Abstract

Ferrite nanoparticles (NPs) have emerged as promising candidates for cancer treatment due to their unique magnetic properties and biocompatibility, which facilitate targeted drug delivery. This study focuses on the synthesis of copper ferrite (CuFe₂O₄) and manganese ferrite (MnFe₂O₄) nanoparticles using a hydrothermal method, and assesses their cytotoxic effects on human breast cancer (MCF-7) cells. Characterization techniques, including X-ray diffraction (XRD), scanning electron microscopy (SEM), energy-dispersive X-ray spectroscopy (EDX), Fourier transform infrared (FTIR) spectroscopy, ultraviolet–visible (UV–Vis) spectroscopy, and vibrating sample magnetometry (VSM), confirmed the successful formation of pure spinel structures. XRD patterns aligned with standard references, while SEM images indicated nearly spherical shapes, with average diameters of 145 nm for CuFe₂O₄ and 170 nm for MnFe₂O₄. EDX analysis validated elemental composition, and FTIR spectra showed characteristic metal–oxygen vibrations. UV-Vis spectra exhibited specific peaks for both ferrites, highlighting charge-transfer transitions.

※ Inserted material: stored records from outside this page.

PR #1530, opened 2021-02-24
Refactor and add tests for markdown_text2()

### LINKED ISSUE #1529: add tests of markdown_text2()

maelle:
Fix #1529

### DIFF
--- a/R/build-home-authors.R
+++ b/R/build-home-authors.R
@@ -110,15 +110,8 @@ data_authors_page <- function(pkg) {
     authors = data_authors(pkg)$all
   )
 
-  data$before <- markdown_block(
-    pkg$meta$authors$before,
-    pkg = pkg
-  )
-
-  data$after <- markdown_block(
-    pkg$meta$authors$after,
-    pkg = pkg
-  )
+  data$before <- markdown_block(pkg$meta$authors$before, pkg = pkg)
+  data$after <- markdown_block(pkg$meta$authors$after, pkg = pkg)
 
   return(data)
 }
--- a/R/build-home-authors.R
+++ b/R/build-home-authors.R
@@ -136,7 +136,12 @@ author_name <- function(x, authors) {
   author <- authors[[name]]
 
   if (!is.null(author$html)) {
-    name <- markdown_text2(author$html, inline = TRUE)
+    name <- markdown_text2(
+      author$html,
+      pkg = pkg,
+      what = pkgdown_field(pkg = pkg, "authors", name, "html"),
+      inline = TRUE
+    )
   }
 
   if (is.null(author$href)) {
--- a/R/build-home-authors.R
+++ b/R/build-home-authors.R
@@ -76,9 +76,19 @@ data <- data_authors(pkg, roles)
   authors <- data$main %>% purrr::map_chr(author_desc, comment = FALSE)
 
   bullets <- c(
-      markdown_text2(pkg$meta$authors$sidebar$before),
+      markdown_text2(
+        pkg$meta$authors$sidebar$before,
+        pkg = pkg,
+        what = pkgdown_field(pkg = pkg, "authors", "sidebar", "before"),
+        inline = TRUE
+      ),
       authors,
-      markdown_text2(pkg$meta$authors$sidebar$after)
+      markdown_text2(
+        pkg$meta$authors$sidebar$after,
+        pkg = pkg,
+        what = pkgdown_field(pkg = pkg, "authors", "sidebar", "after"),
+        inline = TRUE
+      )
   )
 
   if (data$needs_page) {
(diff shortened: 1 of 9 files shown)


R/markdown.R
```diff
@@ -87,5 +87,7 @@ markdown_text2 <- function(text, pkg, ...) {
     return(paste0(xml2::xml_contents(children), collapse=""))
   }
 
-  return(paste0(as.character(children), collapse=""))
+  output <- paste0(as.character(children), collapse="")
+
+  gsub("\\\n", "", output)
```
maelle, line 92: pkgdown websites aren't minified but this should prevent maxified some parts, at least. :slightly_smiling_face:

R/markdown.R
```diff
@@ -87,5 +87,7 @@ markdown_text2 <- function(text, pkg, ...) {
     return(paste0(xml2::xml_contents(children), collapse=""))
   }
 
-  return(paste0(as.character(children), collapse=""))
+  output <- paste0(as.character(children), collapse="")
```
hadley, line 90: The output of this function feels a bit murky to me — sometimes it returns inline elements and some times it returns a block element. That means depending on what the user supplies, we might generate invalid HTML. Or in other words — we need to decide whether a markdown elements is inline or block, not the user, so I think it should be an argument to the function. If the user supplies blocks where we expect inline (or vice versa) we need to generate a clear error message.

R/build-home-authors.R
```diff
@@ -76,9 +76,19 @@ data <- data_authors(pkg, roles)
   authors <- data$main %>% purrr::map_chr(author_desc, comment = FALSE)
 
   bullets <- c(
-      markdown_text2(pkg$meta$authors$sidebar$before),
+      markdown_text2(
+        pkg$meta$authors$sidebar$before,
+        pkg = pkg,
+        what = pkgdown_field(pkg = pkg, "authors", "sidebar", "before"),
```
maelle, line 82: I'm not especially happy with how cumbersome this has become. `what` is only needed when `inline` is `TRUE` (as when it is `FALSE`, anything will end up in a paragraph).

tests/testthat/test-markdown.R
```diff
@@ -16,3 +16,33 @@ test_that("header attributes are parsed", {
   expect_match(index_xml, "id=\"id\"")
   expect_match(index_xml, "class=\".*? class\"")
 })
+
+test_that("markdown_text2() can handle inline/multi-line", {
+  expect_equal(
+    markdown_text2("**lala**", pkg = list(), inline = TRUE),
+    "<strong>lala</strong>")
```
hadley, line 23:
```suggestion
    "<strong>lala</strong>"
  )
```

R/build-home-authors.R
hadley: Since `markdown_text2()` already has `pkg`, why not change `what` to `where` and do:

```R
markdown_text2(pkg$meta$authors$sidebar$before, pkg, 
  where = c("authors", "sidebar", "before"),
  inline = TRUE
))
```

Given that you only need where if `inline` is `TRUE`, it might be better to have a separate function:

```R
markdown_inline(pkg$meta$authors$sidebar$before, pkg,  where = c("authors", "sidebar", "before"))
```

The other variant would be called `markdown_block()`

tests/testthat/_snaps/pkgdown_footer.md
```diff
@@ -16,10 +16,10 @@
       pkgdown_footer(data, pkg)
     Output
       $left
-      [1] "Developed by bla. <strong><em>Wow</em></strong>"
+      [1] "<p>Developed by bla.</p><p><strong><em>Wow</em></strong></p>"
```
hadley, line 19: I don't think you want to change behaviour here?

maelle: I'm a bit undecided. If we normally have inline elements, but let users pass block elements, then the style might be broken for block elements?

hadley: Either way, you shouldn't change in this PR because it's about refactoring `markdown_text2()` not changing the behaviour of the footer.

R/build-home-authors.R
```diff
@@ -4,17 +4,17 @@ data_authors <- function(pkg = ".", roles = default_roles()) {
 
   all <- pkg %>%
     pkg_authors() %>%
-    purrr::map(author_list, author_info)
+    purrr::map(author_list, author_info, pkg = pkg)
```
maelle, line 7: it's a bit cumbersome to have to pass pkg all the time (it's needed by `markdown()` for adding the class to external links), maybe some refactoring in the future should put the package URL in the package environment or something like that? (or do the URL tweaking at some other point further down the line)

R/build-home-authors.R
```diff
@@ -102,14 +110,20 @@ data_authors_page <- function(pkg) {
     authors = data_authors(pkg)$all
   )
 
-  data$before <- markdown_text2(pkg$meta$authors$before, pkg = pkg)
+  data$before <- markdown_block(
```
maelle, line 113: it's called `markdown_block()` but it can output either one or several blocks.

maelle:
in the end it's adding tests and making the behavior less murky so a few more changes than expected :grimacing:

hadley (approved):

PR #1532, opened 2021-02-24
Improve GitLab URL parsing

### LINKED ISSUE #1368: R source links don't work with GitLab subgroups
Links to R source files are incorrect when a site is built using a GitLab URL that has a subgroup. 

Using `_pkgdown.yml` settings:

```
destination: public
url: https://ccao-data-science---modeling.gitlab.io/packages/assessr/
```

See example page [here](https://ccao-data-science---modeling.gitlab.io/packages/assessr/reference/cod.html).  Check the source link to `R/formulas.R` .

The actual link goes to `https://gitlab.com/ccao-data-science---modeling/packages/blob/master/R/formulas.R`

The correct link is `https://gitlab.com/ccao-data-science---modeling/packages/assessr/blob/master/R/formulas.R`

salim-b:
- properly support [GitLab subgroups](https://docs.gitlab.com/ee/user/group/subgroups/); fixes #1368
- ~~prefer DESCRIPTON's `URL` over `BugReports` field since some people prefer a separate bug tracker repo~~ (reverted as [requested by Hadley](https://github.com/r-lib/pkgdown/pull/1532#discussion_r582860964))
- add tests for the above


R/repo.R
```diff
@@ -63,15 +63,17 @@ package_repo <- function(desc, meta) {
     return(meta[["repo"]])
   }
 
-  # Otherwise try and guess from BugReports + URLs
+  # Otherwise try and guess from URLs + BugReports
   urls <- c(
-    desc$get_field("BugReports", default = character()),
-    desc$get_urls()
+    desc$get_urls(),
```
hadley, line 68: I think this change is too risky (since it is likely to change packages in the wild), and doesn't seem that important. Can you please revert?

R/repo.R
```diff
@@ -63,15 +63,17 @@ package_repo <- function(desc, meta) {
...
+    sub("/issues/?", "/", desc$get_field("BugReports", default = character()))
   )
 
   gh_links <- grep("^https?://git(hub|lab)\\..+/", urls, value = TRUE)
   if (length(gh_links) > 0) {
-    return(repo_meta_gh_like(gh_links[[1]], meta[["repo"]][["branch"]]))
+    return(repo_meta_gh_like(gh_links[[1]],
```
hadley, line 74: Can you please follow tidyverse style here? https://style.tidyverse.org/syntax.html#long-lines

R/repo.R
```diff
@@ -63,15 +63,17 @@ package_repo <- function(desc, meta) {
...
+                             meta[["repo"]][["branch"]],
+                             grepl("^https?://gitlab\\.", gh_links[[1]])))
```
hadley, line 76: I think this logic would make more sense inside of `repo_meta_gh_like()`

tests/testthat/test-repo.R
```diff
@@ -82,6 +82,30 @@ test_that("can find gitlab url", {
   expect_equal(package_repo(desc, list()), ref)
 })
 
+test_that("GitLab subgroups are properly parsed", {
+  target <- "https://gitlab.com/salim_b/r/pkgs/pal/issues/"
+  # 1) from URL field, with and without trailing slash
+  expect_identical(package_repo(desc::desc(text = "URL: https://gitlab.com/salim_b/r/pkgs/pal/"),
+                                list())$url$issue,
+                   target)
```
hadley, line 90: This would be cleaner with a local helper function:

```
issue_url <- function(text) {
  package_repo(desc::desc(text = text), list())$url$issue
}
```

And please use `expect_equal()` instead of `expect_identical()` since there's no floating point involved here.

salim-b: Ok, done.

R/repo.R
salim-b: You're absolutely right, done.

R/repo.R
salim-b: Ok, done.

R/repo.R
salim-b: I've reverted this change.

---

But for the record: The current behaviour of preferring the `BugReports` field over `URL` leads to potential ambiguities with GitLab projects: GitLab generally allows to create a (sub)project named `issues`. So if someone decides to maintain a single repository for tracking issues in, say, a collection of interrelated R packages, he might have the following `DESCRIPTION` file:

```deb
URL: https://gitlab.com/someone/r/pkgs/a-pkg
BugReports: https://gitlab.com/someone/r/pkgs/issues
```

Now current pkgdown runs into 2 problems with the above:

1. Preferring the `BugReports` URL results in wrong code repo links.

2. It cannot know if the `BugReports` URL links to an actual subproject named `issues` (with repo path `r/pkgs/issues`) or if the URL directly links to the bug tracker of a subproject named `pkgs` (with repo path `r/pkgs`).

    My PR changes the code to always assume the latter if a `BugReports` URL ends in `issues` or `issues/` which should be fine for the majority of users.

These might be "luxury problems", easy to manually correct afterwards. But I still think generally preferring the `BugReports` field over the `URL` field to determine the code repo URL is not a particularly good design choice.

hadley: In that case, I think it's better to rely on manual specification: https://pkgdown.r-lib.org/dev/reference/build_site.html#yaml-config-repo

salim-b:
@hadley You closed this PR without merge. May I ask why?

hadley:
I don't think the additional complexity is worth it given the small benefit (esp since you can just manually specify the url).

salim-b:
I don't think this is fair. [You even encouraged people yourself to submit a PR about a year ago](https://github.com/r-lib/pkgdown/issues/1368#issuecomment-677937660). And yeah, of course supporting GitLab's subgroups has no value *unless you actually use GitLab*, so it's easy for you to de-emphasize it as a "small benefit".

hadley:
That's fair. I might've been a little hasty in my issue/PR closing frenzy.

R/repo.R
```diff
@@ -100,12 +100,12 @@ repo_meta_gh_like <- function(link, branch = NULL) {
 }
 
 # adapted from usethis:::github_link()
-parse_github_like_url <- function(link) {
+parse_github_like_url <- function(link, allow_subgroups = FALSE) {
```
hadley, line 103: Can you please remove `allow_subgroups` since you don't use it anywhere?  You'll also need to update the comment above, since this regexp is no longer adapted from `usethis:::github_link()`

tests/testthat/test-repo.R
```diff
@@ -82,6 +82,28 @@ test_that("can find gitlab url", {
   expect_equal(package_repo(desc, list()), ref)
 })
 
+test_that("GitLab subgroups are properly parsed", {
+  issue_url <- function(text) {
+    package_repo(desc::desc(text = text), list())$url$issue
+  }
+  target <- "https://gitlab.com/salim_b/r/pkgs/pal/issues/"
+  # 1) from URL field, with and without trailing slash
+  expect_equal(issue_url("URL: https://gitlab.com/salim_b/r/pkgs/pal/"),
```
hadley, line 91: Can you please style according to https://style.tidyverse.org/syntax.html#long-lines ?

R/repo.R
salim-b: You overlooked something, of course I was using `allow_subgroups`. I changed the call to use named args, so it hopefully won't get overlooked in the future:

https://github.com/r-lib/pkgdown/blob/a73161aa7bc2562100e512009938455291722c51/R/repo.R#L92-L95

I've also removed the obsolete comment about `usethis:::github_link()`.

tests/testthat/test-repo.R
salim-b: Done.

R/repo.R
hadley: Why does it need to be an argument? Why can't `parse_github_like_url()` determine whether or not the should allow subgroups?

tests/testthat/test-repo.R
```diff
@@ -91,6 +91,38 @@ test_that("can find gitlab url", {
...
+    issue_url("BugReports: https://gitlab.com/salim_b/r/pkgs/pal/issues"),
+    target
+  )
+  # 3) from URL + BugReports
+  expect_equal(
+    issue_url(paste("URL: https://gitlab.com/salim_b/r/pkgs/pal",
+                    "BugReports: https://gitlab.com/salim_b/r/pkgs/pal/issues/",
+                    sep = "\n")),
+    target
+  )
```
hadley, line 123:
```suggestion
  expect_equal(
    issue_url(paste0(
      "URL: https://gitlab.com/salim_b/r/pkgs/pal\n",
      "BugReports: https://gitlab.com/salim_b/r/pkgs/pal/issues/"
    )),
    target
  )
```

R/repo.R
salim-b: > Why can't `parse_github_like_url()` determine whether or not the should allow subgroups?

It can now and the argument is gone.

I don't fully recall why I chose to make it an argument initially, probably because I thought it would be best to keep it as flexible as possible. But it doesn't really matter, I guess. `parse_github_like_url()` is called exactly 1 time in the whole code anyways.

hadley:
Thanks!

Magnetic analysis revealed ferromagnetism, with MnFe₂O₄ exhibiting a higher saturation magnetization. In vitro assays showed that CuFe₂O₄ significantly reduced the viability of MCF-7 cells in a dose-dependent manner, suggesting its potential as a biocompatible candidate for targeted breast cancer therapy. Additional research is needed to discover mechanisms of action and in vivo efficacy.